TASK STATEMENT:
Every line below that holds the word "user" must be listed.

MATERIAL PROVIDED:
════════════════

PR #932, opened 2023-10-10
Improve error handling when an attribute used by formula is deleted

pjanik:
https://www.pivotaltracker.com/story/show/186201910

This PR fixes the following bug:

**Test scenario**

1. Open https://codap3.concord.org/branch/main/index.html?sample=mammals
2. Add formula: `Height + Mass`
3. Remove the attribute Mass

**Current behavior**

1. The formula displays an error (as expected), but the error mentions the canonical symbol name (instead of the display one). 
2. When you open the formula dialog, you'll see: `Height + LOCAL_ATTR_ATTRHKTbQ9BF_f2w`
3. When you rename another attribute to Mass, the formula doesn't get fixed.

**Expected behavior**

1. The formula displays an error about undefined `Mass`, 
2. The formula dialog still shows `Height + Mass`.
3. When the user renames another attribute to Mass, the formula should be fixed and recalculated.

---

It took me a bit more time than expected because, initially, I wanted to avoid prefixing all the canonical names with an additional prefix. We could manage regular symbols, but things became tricky with lookup function arguments. Since they're normal strings, at some point, it becomes difficult to guess if they're canonical names or valid user-defined string constants. This new prefix makes things more explicit.

### DIFF
--- a/v3/src/models/data/formula-fn-registry.ts
+++ b/v3/src/models/data/formula-fn-registry.ts
@@ -1,7 +1,7 @@
 import { create, all, mean, median, mad, max, min, sum, random, pickRandom, MathNode, ConstantNode } from 'mathjs'
 import { FormulaMathJsScope } from './formula-mathjs-scope'
 import {
-  DisplayNameMap, FValue, CODAPMathjsFunctionRegistry, ILookupDependency, isConstantStringNode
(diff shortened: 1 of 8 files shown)


kswenson (approved):
👍 Looks good!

════════════════

TASK ANSWER:
3. When the user renames another attribute to Mass, the formula should be fixed and recalculated.
It took me a bit more time than expected because, initially, I wanted to avoid prefixing all the canonical names with an additional prefix. We could manage regular symbols, but things became tricky with lookup function arguments. Since they're normal strings, at some point, it becomes difficult to guess if they're canonical names or valid user-defined string constants. This new prefix makes things more explicit.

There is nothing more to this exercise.